"There goes the good old Denver, Mike. I guess she'll reach the fighting grounds before we do."

"Don't let that be for worryin' of ye, Dick, me lad," responded Corporal Dorlan. "We'll be havin' a bellyful of it, I'm thinkin', if all signs is correct. Nevertheless, she was one of the foinest little crafts I've ever served on, and they was a grand lot of Navy officers on her, too; but I'm glad to git back to the Corps again. I'm a marine, Dick, through and through, and though I get along with them Navy men well enough, I like to serve with me own kind best of all."

The old veteran and young drummer were standing on the wharf at Cristobal, at the Atlantic end of the ten-mile stretch of land across the Isthmus of Panama known as the Canal Zone, which by treaty with the Panamanian Government had come under perpetual control of the United States. Fading away in the dim distance was the ship which for many months had been Dick's official home. Diverted from her original orders, she had put in at Cristobal long enough to land all her marines, with the exception of Henry Cabell, who was still under the surgeon's care; and now she was bound for Bluefields, on the Mosquito Coast of Nicaragua. In order to fill existing vacancies in a regiment of marines hurrying to the scene of action on board the Naval Transport Dixie, which ship was just appearing above the distant horizon, the guard of the Denver had been unceremoniously "dumped on the beach," as the men put it.

There was no question that the revolution in progress, most active on the Pacific coast of Nicaragua, was a lively one. Marines were being assembled from all available points, even reducing the guard at Camp Elliott to a mere skeleton detachment. These men from the Zone were the first to leave for Nicaragua, and the army men stationed there had watched them depart with feelings of envy.

"Blame it all! Those marines are always getting into something. I'll bet I take on with that outfit the next time I sign up," more than one regular army "file" had been heard to say.

And that first lot of "soldiers of the sea" had already met with opposition. Even now they were somewhere between Corinto and the capital city, Managua. If they found the rails torn up, they repaired them; bridges burned, they built new ones temporarily. They were threatened with annihilation if they interfered, yet they continued with a dauntless, young and able leader at their head, relieving the fears of the foreigners in the interior and keeping the single line of railroad back to their base in fairly good order. Only this very audacity could assure the success of their undertaking, and also a possible misunderstanding on the part of Federals and Rebels as to which side "these interfering Yankees" were really there to help, though it was the bearers of the red rosettes who actively opposed their progress. American financial interests were jeopardized, and underlying all the fuss and furor were greater stakes than the general public realized.

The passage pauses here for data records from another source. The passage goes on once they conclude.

PR #511, opened 2025-02-12
Improve parallel build.

orgads:
Adding `+` prefix tells make that the executed command is also make, so it shares the jobserver and improves parallel build.

### DIFF
--- a/auto/install
+++ b/auto/install
@@ -8,7 +8,7 @@ if [ $USE_PERL != NO ]; then
     cat << END                                                >> $NGX_MAKEFILE
 
 install_perl_modules:
-	cd $NGX_OBJS/src/http/modules/perl && \$(MAKE) install
+	+cd $NGX_OBJS/src/http/modules/perl && \$(MAKE) install
 END
 
     NGX_INSTALL_PERL_MODULES=install_perl_modules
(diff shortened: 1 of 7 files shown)


arut:
GNU make [does not need this](https://www.gnu.org/software/make/manual/make.html#How-the-MAKE-Variable-Works) since nginx is using the `$(MAKE)` variable:

> Using the MAKE variable has the same effect as using a ‘+’ character at the beginning of the recipe line

This is also a [POSIX-compliant behavior](https://pubs.opengroup.org/onlinepubs/9799919799/utilities/make.html) now:

> Commands that begin with a <plus-sign> ('+') are executed even if the -n option is present. Based on the GNU version of make, the behavior of -n when the <plus-sign> prefix is encountered has been extended to apply to -q and -t as well. The System V convention of forcing command execution with -n when the command line of a target expands the MAKE macro was not adopted in earlier versions of this standard, but it is now required because it has become widespread existing practice.

It's unclear though whether the last sentence applies to `-q` and `-t` as well.

@orgads what make are you using?

Can you also elaborate how exactly this improves parallel build?

bavshin-f5:
> GNU make [does not need this](https://www.gnu.org/software/make/manual/make.html#How-the-MAKE-Variable-Works) since nginx is using the `$(MAKE)` variable:

BSD make includes a similar check since 2014 (https://github.com/NetBSD/src/commit/6b5672dab17fef9a56f08fc4274f1d32ce1e0702).

More importantly, this PR breaks Windows builds because nmake does not support '+' at all.

orgads:
Sorry, I missed your comments. I did this many years ago, when we used an old version of make, and maybe it was never really needed. I'll run some tests to verify and close this.

orgads:
Yeah, looks like this is not needed. Sorry for the noise.

PR #512, opened 2025-02-12
auto: Fix validation for Windows executables.

orgads:
When passing `-o $NGX_AUTOTEST`, gcc actually creates `$NGX_AUTOTEST.exe`, so testing by the original filename fails.

Just check for success on the compiler invocation instead.


orgads:
ping? It's been a year!

PR #513, opened 2025-02-12
Pass AR for pcre and zlib.

orgads:
Needed for cross-build.


orgads:
ping? It's been a year!

PR #514, opened 2025-02-12
Core: fix build without libcrypt

orgads:
libcrypt is no longer part of glibc, so it might not be available.

Source: https://mailman.nginx.org/pipermail/nginx-devel/2024-February/U6NVHU7OSALXTJ65MTY2M5GNNWD7UA7U.html

### DIFF
--- a/auto/unix
+++ b/auto/unix
@@ -150,7 +150,7 @@ fi
 
 
 ngx_feature="crypt()"
-ngx_feature_name=
+ngx_feature_name="NGX_HAVE_CRYPT"
 ngx_feature_run=no
 ngx_feature_incs=
 ngx_feature_path=
@@ -162,7 +162,7 @@ ngx_feature_test="crypt(\"test\", \"salt\");"
 if [ $ngx_found = no ]; then
 
     ngx_feature="crypt() in libcrypt"
-    ngx_feature_name=
+    ngx_feature_name="NGX_HAVE_CRYPT"
     ngx_feature_run=no
     ngx_feature_incs=
     ngx_feature_path=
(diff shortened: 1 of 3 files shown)


arut:
First, a better solution would probably be this (see `src/os/unix/ngx_posix_config.h`):

```
#if (NGX_HAVE_CRYPT_H)                                                           
#include <crypt.h>                                                               
#endif
```

Further, are you having this issue on your system? If yes, could you please elaborate what kind of system that is. Unlike in the general POSIX case, this header is typically available in Linux distributions.

pluknet:
I believe this is the same issue as reported at
https://mailman.nginx.org/pipermail/nginx-devel/2024-February/U6NVHU7OSALXTJ65MTY2M5GNNWD7UA7U.html

orgads:
Nice, I wasn't aware of it. Cherry-picked it now to replace my change.

Our use-case was FIPS compliance. We had to disable the use of crypt.h.

pluknet (approved):

arut:
@orgads could you please revert completely to the original Piotr's patch?
I mean:
- the dot at the end of commit log subject line
- remove link to the email
- add empty lines above and beyond the include
- fix the email ("at" -> @)

I could do it myself and push the new (old) version to the branch, but it looks like you disabled this.

arut:
BTW, I tried this with `musl` (as mentioted by @PiotrSikora in the email thread) and indeed compilation breaks without the patch and works fine with it.

orgads:
> @orgads could you please revert completely to the original Piotr's patch? I mean:
> 
> * the dot at the end of commit log subject line
> * remove link to the email
> * add empty lines above and beyond the include
> * fix the email ("at" -> @)
> 
> I could do it myself and push the new (old) version to the branch, but it looks like you disabled this.

Sure, done.

I didn't disable anything intentionally, maybe it's something in the repo settings or somewhere else.

PR #516, opened 2025-02-12
Support bind to device.

orgads:
Using `SO_BINDTODEVICE` option for the socket.

A similar patch was proposed long ago[1], but was rejected. This feature is requested once in a while by several users[2][3].

[1] https://mailman.nginx.org/pipermail/nginx-devel/2013-January/003234.html
[2] https://mailman.nginx.org/pipermail/nginx/2016-May/050713.html
[3] https://stackoverflow.com/q/39536714/764870


oxpa:
@orgads 
as mentioned in previous discussions it seems that the option was added into the kernel to let DHCP figure out where a request comes from (e.g. debian ml: https://lists.debian.org/debian-user/1997/08/msg00403.html ).
It seems like nginx doesn't have a similar problem to solve. Nginx always has an IP address of a client.
Previously highlighted cases are solved either by non_local_bind or by wildcard address (0.0.0.0) along with firewall and routing rules.
So it seems that for now there is no use-case to justify adding this option.

Could you please share a problem you are trying to solve with this socket option?

orgads:
AudioCodes deploys networking devices in all kinds of networks. Some of them have unusual setup. For instance, a device can have 2 interfaces with the same address on different networks. 

See a similar feature I contributed for curl and the discussion there: https://github.com/curl/curl/pull/13719

oxpa:
I'm probably missing something here.

Assuming we have two interfaces with the same IP in two different networks (personally, I'd say - try to avoid such setups:) .
If you want nginx to keep the same interface on response - you can use policy based routing (ip rule + stateful firewall)
if you want nginx to respond only on one of those - firewall alone will do it for you

Am I wrong here?
With curl the task is a bit more interesting as it is you who initiates the connection and there is no prior state to match with a response.

orgads:
Thank you for your input.

In our case, the network topology is dictated by our customers, and we don’t have control over how their networks are set up. While policy-based routing and firewalls can help in some cases, we cannot rely on them as a solution. We are required to be able to explicitly bind to a specific interface.

This seems similar to binding to a specific IP. That option exists, so allowing binding to an interface would provide similar control without relying on a firewall.

oxpa:
I don't want to be annoying but ~~that's my job~~ I still don't quite understand the use case. 

You refer to audio codec networks, but nginx is not an audio device. What is nginx role in such a network? How other pieces of software work there? Does every piece of software have `so_bindtodevice` implemented? What are those programs?

I can easily tell why the patch wasn't accepted previously. The reason for the patch was "to play some tricks" which is not a good production use case. The "topology is defined by a customer" is much closer to "a good reason".

Say, if you have a control vlan and you absolutely don't want to expose management `server{}` to public network - this would be a decent reason: you can do it with system tools but enforcing rules at nginx is still desired.

You refer to curl discussion but it also lacks any details of intended use. It also feels like curl, being a client, is closer to proxy module of nginx. And so `proxy_bind` many need the same change. Do you think that part of the code should be updated as well?

orgads:
AudioCodes is a vendor of networking devices (mostly SBC for VoIP), which I work for. We deploy our devices all over the world in many kinds of networks, including enterprises and telephony providers.

We use nginx as a frontend for our web management UI, and also as a proxy for customer systems.

Our application and all its dependencies are required to support bind to device. We currently patch nginx, but I'd like to upstream our patches.

Looks like you're right about `proxy_bind`. Guess that was overlooked.

orgads:
I discussed the `proxy_bind` issue with the developer in charge. Apparently there was no such request from customers, so we didn't implement it. Listen was requested.

Would you like me to implement it for completeness, or can we leave it this way for now?

Are you willing to accept this feature at all?

src/http/ngx_http_core_module.c
```diff
@@ -4027,6 +4027,20 @@ ngx_http_core_listen(ngx_conf_t *cf, ngx_command_t *cmd, void *conf)
             continue;
         }
 
+        if (ngx_strncmp(value[n].data, "bind_device=", 12) == 0) {
```
orgads, line 4030: How about renaming this `device` instead of `bind_device`?

oxpa:
@orgads I'm not quite the right person to discuss implementation details as I'm not a developer:) I asked devs to have a closer look as the request seems reasonable. Which is a big first step, to be honest.
It will probably take a while for anyone to get back to you though. I promise I will keep my eye on it.

orgads:
ping? It's been a year!

PR #79, opened 2024-02-10
Flutter experiment

desmonddak:
## Description & Motivation

This change adds flutter to devcontainer.

## Related Issue(s)

None.

## Testing

Ran using Codespaces and made sure the Configurator flutter application worked.

## Backwards-compatibility

No.

## Documentation

Yes.  Added a few lines to CONTRIBUTING that documents how to startup flutter to use the component Configurator.

### DIFF
--- a/tool/gh_codespaces/install_flutter.sh
+++ b/tool/gh_codespaces/install_flutter.sh
@@ -1,0 +1,19 @@
+#!/bin/bash
+
+# Copyright (C) 2023 Intel Corporation
+# SPDX-License-Identifier: BSD-3-Clause
+#
+# install_dart.sh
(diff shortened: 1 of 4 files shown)


tool/gh_codespaces/install_flutter.sh
```diff
@@ -0,0 +1,19 @@
+#!/bin/bash
+
+# Copyright (C) 2023 Intel Corporation
```
mkorbel1, line 3: header of this script is wrong (copyright year, name of file, description, author, date, etc.)

mkorbel1 (changes requested):

PR #82, opened 2024-03-20
parallel prefix documentation updates

desmonddak:
## Description & Motivation

This PR updates parallel prefix documentation and links to classes that were not possible on first check-in.

During CI: discovered problem with google-fonts where the BKM is to lock it to a recent but not latest version:
https://stackoverflow.com/questions/78090711/error-type-fontfeature-not-found-flutter-google-fonts-package-error

During CI: discovered a problem with flutter code shadowing arguments of a parent class triggering an error entitled use_super_parameters:
https://dart.dev/tools/linter-rules/use_super_parameters

## Related Issue(s)

None

## Testing

I've tested the documentation links in my fork.   I've also added a linear adder test for narrow adders to complement the random test.

## Backwards-compatibility

No

## Documentation

Changes are to the documentation, so they are included.

### DIFF
--- a/confapp/pubspec.yaml
+++ b/confapp/pubspec.yaml
@@ -19,7 +19,7 @@ dependencies:
   sidebarx: ^0.16.0
   flutter_bloc: ^8.1.3
   bloc: ^8.1.2
-  google_fonts: ^6.1.0
+  google_fonts: 6.1.0
 
 dependency_overrides:
   rohd_hcl:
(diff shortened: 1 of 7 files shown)


confapp/pubspec.yaml
```diff
@@ -19,7 +19,7 @@ dependencies:
   sidebarx: ^0.16.0
   flutter_bloc: ^8.1.3
   bloc: ^8.1.2
-  google_fonts: ^6.0.0
+  google_fonts: 6.1.0
```
mkorbel1, line 22: why not `^6.1.0`?

mkorbel1 (approved):

confapp/pubspec.yaml
mkorbel1: Ah thanks, and sorry I missed that in the original description!

mkorbel1 (approved):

Perhaps Drummer Richard Comstock and Trumpeter Cabell, in a talk before they separated that morning, were closer to the real reason for this strong force being despatched than were even the best informed officers of the expedition.

"I reckon a certain conversation you all overheard in Washington a year ago is bearing fruit," suggested Henry, looking up from his bunk in the sick bay where Dick had gone to visit him.

"It looks that way," Dick had replied.

"Well, if you run across a certain German and a three-fingered Limey,[#] Dick, you'll do well to keep an eye open. I sure wish I could go with you all, but we'll get together again before long; so good-bye, old boy, and good luck," and Henry turned to the wall to cover the emotion this separation caused him. Thus they had parted.